PR #4218, opened 2017-12-11
Facelift - Project Header Bar

rogerhutchings:
## URLs

Staging branch URL: https://facelift-headerbar.pfe-preview.zooniverse.org/

Staging project: https://facelift-headerbar.pfe-preview.zooniverse.org/projects/brooke/i-fancy-cats?facelift=true

### With project background / avatar set

fireshot capture 5 - i fancy cats zooniverse_ - http___localhost_3735_projects_brooke_i-fancy-cats

### Without project background /avatar set

fireshot capture 7 - feedback test _ - http___localhost_3735_projects_rogerhutchings_feedback-test

## Description

Adds the redesigned project header bar from @beckyrother's new classifier designs. It's hidden behind a feature flag - add `?facelift=true` to the URL to enable it.

Adds [styled-components](styled-components.com) for styling, and the [object-rest-spread](https://babeljs.io/docs/plugins/transform-object-rest-spread/) transform for Babel.

### Still to do

- [x] Hover states for nav links
- [x] Adapt to narrow screen sizes
- [ ] Tests

@beckyrother, can you advise me on the first two?

# Required Manual Testing

# Review Checklist

- [ ] Does it work on mobile?

# Optional


app/pages/project/components/ProjectNavbar/ProjectNavbarContainer.jsx
```diff
@@ -0,0 +1,119 @@
...
+      label: counterpart(link.translationPath),
+      url: link.url
+    }));
+  }
+
+  render() {
+    const avatarSrc = _.get(this.props.projectAvatar, 'src', undefined);
+    const backgroundSrc = _.get(this.props.background, 'src', undefined);
+    const navLinks = this.getNavLinks();
+    const projectTitle = _.get(this.props.project, 'title', undefined);
```
eatyourgreens: Language strings should be rendered from a translation, now that we've hooked projects up to the translations API.

rogerhutchings: Is the translations API available on staging?

eatyourgreens: Staging and production. It's already in use for projects e.g. the existing project navigation takes a translation prop.

rogerhutchings: Cool, I've just reused that prop

rogerhutchings:
Also @beckyrother - the current navbar includes links to external social media sites etc. Are these going to be moved to the `Connect with [Project]` widget, or are they duplicated there?

beckyrother:
@rogerhutchings this looks amazing! thanks for getting started so quickly, so exciting to see this coming together. 
- please increase link letter-spacing to 1.5px (seeing the type the rendered in browser, needs a little more space)
**your questions:** 
- hover state should be a teal underline just like in the main nav, and should be #007482 (zooniverse teal)
- mobile view coming! 
- we'll keep the social links the same way they're treated now, as icons in the menu bar. so that may mean duplicating them if the researcher enables the `connect with [Project]` widget, which is fine.

beckyrother:
@rogerhutchings Mobile view! [Here's the InVision link.](https://invis.io/8XEYUIMHS#/269381735_000_Mobile) Please really only look at this for the menu – I realize the image doesn't have a toolbar, which will obviously need to be resolved. On click the menu should slide down from behind the top bar:

classify-mobile-menu-1

srallen:
I'm wrapping up some Intro2Astro stuff today and tomorrow, but I should be able to pick this up to finish next week.

srallen:
I fixed the broken tests and wrote some new ones that uncovered a couple of minor bugs that I also fixed. I'm going to continue to write unit tests so we get good coverage on these new components.

beckyrother:
Would you like design notes here?

srallen:
@beckyrother Yes that'd be great!

srallen:
Just to note here, the tests pass locally for me. Looking into why they fail on Travis.

beckyrother:
Top nav:
- [ ] Increase the space between links to `2rem`
- [ ] Is it possible to make the underline 3px #fff 
- [ ] Looks like the letter spacing isn't working?

srallen:
@beckyrother I've made the few style tweaks we talked about, so this is ready for another design review. Thanks!

srallen:
@eatyourgreens I'd like to get this merged as is now because of the size of the PR and continue working on the tests in another branch. I think this will be safe to do so because the new header isn't loaded unless one uses the query param that is setup.

beckyrother:
@srallen Looking at this again, not sure the underline under the project name is needed when on the project home page. Mobile nav looks great, but I should have done an active link example – can that be #007482 , as in the cell is that color when the menu opens?

srallen:
@beckyrother the staging site is ready for another design review. I removed the active styling from the project title, but retained the underline for its hover and focus states. I also added the active state to the mobile nav link buttons.

beckyrother:
@srallen this looks great! approved from me 👍

srallen:
I've rebased and regenerated the package-lock.json

shaunanoordin:
Quick thoughts before I run tests:
- the code read generally looks good, although I may be missing something with 3K+ new lines.
- [minor] some components (ProjectNavbar) don't specify defaultProps, but I don't imagine this will be an issue.
- This is the first time I've seen tagged template literals, so I can't comment on its usage. TIL, though. 👌 
  ```
  const StyledExternalLink = styled.a`
    ${commonStyles}
  `;
  ```
- ❓ I'm curious about our usage of styled components (or rather, the `styled-compontents` library) instead of setting the styles in their CSS. It's such a different way of doing things (i.e. previous separation of function.js and style.css, vs new implementation of style _inside_ functions) that I'd like to better understand the pros/cons of the approach.

app/pages/project/components/ProjectNavbar/helpers/userHasLabAccess.js
```diff
@@ -0,0 +1,11 @@
+function userHasLabAccess({ projectRoles, user }) {
+  return projectRoles.some((role) => {
+    if (role.links.owner.id === user.id) {
```
shaunanoordin: [minor] Any chance that `role.links.owner` or `role.roles` would be null/undefined for any reason?

shaunanoordin:
Uh, I can't Tab-navigate the new Project header's nav links in Firefox; the header just gets skipped altogether. I'll look into this WTF-ness - I can confirm it works on Chrome and Safari.

shaunanoordin:
OK, never mind - it looks like the Firefox tabbing issue is a separate issue altogether. Tab nav is borked for FF right now, even on our current master on zooniverse.org

eatyourgreens:
Tabbing in Firefox has come as a problem before, but I don't remember how we fixed it.

app/pages/project/components/ProjectNavbar/helpers/userHasLabAccess.js
srallen: If they are, then the API would be pretty broken. I could still add existential checks just to be sure.

srallen:
@shaunanoordin Thanks!

To answer the question about why we're using styled-components here is that it's an experiment. CSS in JS has been popular in the react community for some time, however, all of the implementations until now was just JS objects in the style property of the component which I think has a few issues including losing all of the benefits of a CSS pre-processor like Stylus, a lot of repetitiveness, and being unfriendly to designers that may only know CSS. I didn't find that there were many gains with the modularization of the CSS this way.

The styled-components library instead generates CSS and classes that is added into the head of the page then uses the generated class names on the component. The template literals allow us to write standard CSS. On top of all that, it supports theme files that we can pass into the app's context using the built in `<ThemeProvider />` component, so we can have the best of both worlds of having both global styles defined and encapsulated component specific styles. One of the down sides is that as far as I know, we'll be losing some of the nice syntactic sugar Stylus provides us, however, this may be solved problem with some plugins and extensions I don't know about yet. 

Another motivation is that Grommet v2 is using styled-components. If we write a styled-components theme and a set of shared components to go into ZRC that uses it, then there's great benefit to any projects that start with Grommet v2, plus our custom theme and set of components. It'll take a bit to get there, but that's the idea.

I'm working on a branch to add the theme as well as hopefully getting tests working for the components that use styled-components. 

As an aside, it looks like IE isn't using the blur filter either. It probably doesn't support that either. I can take a look in my follow up PR.

eatyourgreens:
Thanks @srallen for the explanation of styled components!

> The styled-components library instead generates CSS and classes that is added into the head of the page then uses the generated class names on the component.

This is a really bad idea, so we should be very cautious about using them.

eatyourgreens:
Turns out this PR upgraded `react-select`, which has broken Notes from Nature.

PR #4222, opened 2017-12-12
Add project page tests for the project disclaimer

eatyourgreens:
Fixes broken component import.

Fixes broken default props.

Add some tests for the project disclaimer.

### DIFF
--- a/app/pages/project/project-page.spec.js
+++ b/app/pages/project/project-page.spec.js
@@ -4,23 +4,29 @@ import { expect } from 'chai';
 import { project, workflow } from '../dev-classifier/mock-data';
 import ProjectPage from './project-page';
 
+function Page() {
+  return(
+    <p>Hello world!</p>
+  )
+}
+
 describe('ProjectPage', () => {
   const background = {
     src: 'the project background image url'
   };
 
   it('should render without crashing', () => {
-    shallow(<ProjectPage />);
+    shallow(<ProjectPage><Page /></ProjectPage>);
   });
 
   it('should render the project nav bar', () => {
-    const wrapper = shallow(<ProjectPage />);
+    const wrapper = shallow(<ProjectPage><Page /></ProjectPage>);
     const navElement = wrapper.find('ProjectNavbar').first();
     expect(navElement).to.have.lengthOf(1);
   });
 
   it('should receive a background, project and workflow props', () => {
-    const wrapper = mount(<ProjectPage background={background} project={project} workflow={workflow} />);
+    const wrapper = mount(<ProjectPage background={background} project={project} workflow={workflow} ><Page /></ProjectPage>);
     expect(wrapper.props().background).to.equal(background);
     expect(wrapper.props().project).to.equal(project);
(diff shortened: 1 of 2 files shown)


app/pages/project/project-page.spec.js
```diff
@@ -2,27 +2,53 @@ import React from 'react';
...
   it('should receive a background, project and workflow props', () => {
-    const wrapper = mount(<ProjectPage background={background} project={project} workflow={workflow} />);
+    const wrapper = mount(<ProjectPage background={background} project={project} workflow={workflow} ><Page /></ProjectPage>);
     expect(wrapper.props().background).to.equal(background);
     expect(wrapper.props().project).to.equal(project);
     expect(wrapper.props().workflow).to.equal(workflow);
   });
+  
+  describe('with a launch-approved project', () => {
+    const project = { launch_approved: true };
```
simoneduca: `project` is already declared above. Perhaps `approved` could be used instead?

app/pages/project/project-page.spec.js
```diff
@@ -2,27 +2,59 @@ import React from 'react';
...
   });
 
   it('should render the project nav bar', () => {
-    const wrapper = shallow(<ProjectPage />);
+    const wrapper = shallow(<ProjectPage><Page /></ProjectPage>);
     const navElement = wrapper.find('ProjectNavbar').first();
     expect(navElement).to.have.lengthOf(1);
   });
 
   it('should receive a background, project and workflow props', () => {
```
simoneduca: In hindsight I should remove this test. It checks something that is already React's job, i.e. checking components receive props and I don't think we should test React.

app/pages/project/project-page.spec.js
```diff
@@ -2,27 +2,59 @@ import React from 'react';
...
+  describe('without approval', () => {
+    project.launch_approved = false;
+    const wrapper = shallow(<ProjectPage project={project} ><Page /></ProjectPage>);
+    const disclaimer = wrapper.find('Translate[className="project-disclaimer"]');
+    it('should render the Zooniverse disclaimer.', () => {
+      expect(disclaimer).to.have.lengthOf(1);
+    });
+    it('should render the disclaimer immediately after its children.', () => {
+      expect(wrapper.childAt(1).name()).to.equal('Page');
+      expect(wrapper.childAt(2)).to.deep.equal(disclaimer);
```
simoneduca: The test passes but, as we discussed, it's brittle and it'd break if we add anything to the page because the indexes are fixed. I think it's ok for now, but ideally we want to test that the _next_ child after `Page` is `disclaimer`.

simoneduca:
Minor comments, LGTM. I'll merge once tests pass.

app/pages/project/project-page.spec.js
eatyourgreens: Yeah, checking the relative positions of the child page and the disclaimer in the components child nodes would be much better than checking the absolute positions of both.

simoneduca:
Mm Travis says the build hasn't started yet, which is odd. I'll merge anyway, given that it's not a merge into master.

PR #4233, opened 2017-12-14
Add test watch and run npm script

camallen:
avoid the time delay of running the tests manually, re-run the tests on code / test file system changes.

Note: to get this working you'll need to comment out all the api client resource `.create` statements in https://github.com/zooniverse/Panoptes-Front-End/blob/9a13d927365d65bbedaa7b5cc16018f680301ac0/app/pages/settings/email.spec.js#L10 once that is done the tests will run after file system changes on the code.

Those commented lines should be replaced with test doubles instead of the actual API calls to create resources.

# Required Manual Testing

# Review Checklist

- [ ] Does it work on mobile?

# Optional

### DIFF
--- a/package.json
+++ b/package.json
@@ -119,6 +119,7 @@
     "stage-with-docker": "./bin/run-through-docker.sh 'npm run stage'",
     "_deploy": "export PATH_ROOT=www.zooniverse.org; npm run _build && npm run _publish",
     "deploy": "export NODE_ENV=production; npm run _deploy",
+    "test-and-watch": "NODE_ENV=development BABEL_ENV=test mocha --watch test/setup.js $(find app -name *.spec.js*) --reporter nyan || true",
     "test": "NODE_ENV=development BABEL_ENV=test mocha test/setup.js $(find app -name *.spec.js*) --reporter nyan || true",
     "test-travis": "NODE_ENV=development BABEL_ENV=test mocha test/setup.js $(find app -name *.spec.js*)",
     "lint": "eslint ./app --ext .jsx,.js",


eatyourgreens:
Problem is, if you comment out those lines then you break the email settings tests.

camallen:
Yeah i get that - this isn't a solution to fix those tests just a proposal for running tests. Those commented lines should be replaced with test doubles instead of the actual API calls to create resources, so the tests can run without using the api code.

eatyourgreens:
Those aren't API calls. You'd need to add `.save()` to call Panoptes. `.create()` just sets up a local JavaScript object with the passed properties.

camallen:
Sorry i should have said client calls not API calls, though it's good to know it's not hitting the network. I'll look to include the work in #4234 before moving this from WIP.

simoneduca:
Just waiting for come to remove the `WIP` flag

eatyourgreens:
This could do with a rebase to the latest master, but should be all good now.

simoneduca:
I've rebased locally and this is what I've found:

1. the command doesn't run when a source file is changed, but only when a spec.js file is changed.
2. tests break when the command runs the second time, see screenshot
screen shot 2018-01-17 at 11 17 28
It looks like `sinon` isn't used correctly in [Cam's test here](https://github.com/zooniverse/Panoptes-Front-End/blob/master/app/pages/project/project-page.spec.js#L186).

Question re 1: isn't the point of running tests automatically to check tests are passing (or failing), when source code is changed and not/as well as when tests are changed?

camallen:
@simoneduca was sinon updated hence the API changed vs when i added that spec?  You can change the files that are being watched to add the source code as well, i probably forgot that when initially setting it up.

eatyourgreens:
@camallen I updated your tests, using a codemod script, when I upgraded sinon.

eatyourgreens:
Broken sinon spy is here: https://github.com/zooniverse/Panoptes-Front-End/blob/master/app/pages/project/project-page.spec.js#L137

From the error, the spy already exists when sinon tries to create it.

eatyourgreens:
Here's how to clean up the client spies once tests have run: https://github.com/zooniverse/Panoptes-Front-End/blob/c446fe91bd33438351aedfcb76e99da538248910/app/pages/settings/email.spec.js#L145-L148

simoneduca:
As expected here's another test that breaks when running `test-and-watch`: https://github.com/zooniverse/Panoptes-Front-End/blob/c446fe91bd33438351aedfcb76e99da538248910/app/pages/settings/email.spec.js#L11
I'll try to compile a list with all the breaking tests and put it here.

simoneduca:
screen shot 2018-01-17 at 14 17 45

screen shot 2018-01-17 at 14 17 00

screen shot 2018-01-17 at 14 17 23
screen shot 2018-01-17 at 14 18 23
screen shot 2018-01-17 at 14 18 40

simoneduca:
I believe those above are all the problematic tests.

simoneduca:
Actually that's false. There's more than that. I'll open a new PR to fix these tests and then come back to this.

simoneduca:
Superseded by https://github.com/zooniverse/Panoptes-Front-End/pull/4302

PR #4249, opened 2017-12-29
Fix Sign-in Prompt from Subject Preview

### LINKED ISSUE #4239: Looking at a subject from the project builder shows "You should sign in"
## Expected behavior

No message.

## Current behavior

"You should sign in!" appears underneath the subject image.

## Steps to replicate

Go to project builder, go to subject set. Click the Eye icon next to a subject.

## Additional information

- **Operating system:**
- **Browser:**

wgranger:
Staging branch URL: https://fix-4239.pfe-preview.zooniverse.org/

Fixes #4239  .

Describe your changes.
The issue above concerns the wiggling "you should sign-in" prompt from appearing in the project builder's subject preview. The issue was that we were reusing the `SubjectViewer` component for the preview without passing in the user prop, so the SV had no idea if a user was present or not. 

# Required Manual Testing

# Review Checklist

- [x] Does it work on mobile?

# Optional

### DIFF
--- a/app/pages/lab/subject-set.cjsx
+++ b/app/pages/lab/subject-set.cjsx
@@ -65,6 +65,9 @@ SubjectSetListingTable = React.createClass
 SubjectSetListing = React.createClass
   displayName: 'SubjectSetListing'
 
+  contextTypes:
+    user: React.PropTypes.object
+
   getDefaultProps: ->
     subjectSet: {}
 
@@ -123,7 +126,7 @@ SubjectSetListing = React.createClass
 
   previewSubject: (subject) ->
     alert <div className="content-container subject-preview">
-      <SubjectViewer subject={subject} />
+      <SubjectViewer subject={subject} user={@context.user} />
     </div>
 
   removeSubject: (subject) ->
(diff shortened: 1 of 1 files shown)


app/pages/lab/subject-set.cjsx
```diff
@@ -65,6 +65,9 @@ SubjectSetListingTable = React.createClass
 SubjectSetListing = React.createClass
   displayName: 'SubjectSetListing'
 
+  contextTypes:
+    user: React.PropTypes.object
```
simoneduca: Recently a few problems emerged which were caused by `context` not playing ball nicely, so I would stop using it. `user` is available as prop in the tree, so why not just use that instead? You could add it to `<SubjectSetListing ... user={@props.user}/>` `<SubjectViewer subject={subject} user={@props.user} />`.

wgranger: Makes sense. I initially chose context because of ease of addition, but I'm definitely up to make the change if passing down props is more reliable. Will push up the adjustment shortly.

> _WORK INSTRUCTIONS_:
Take the entries above and return only the lines from the one with "- **Operating system:**" to the one with "Describe your changes.", both included, unchanged.

> _EXERCISE RESPONSE_:
- **Operating system:**
- **Browser:**

wgranger:
Staging branch URL: https://fix-4239.pfe-preview.zooniverse.org/

Fixes #4239  .

Describe your changes.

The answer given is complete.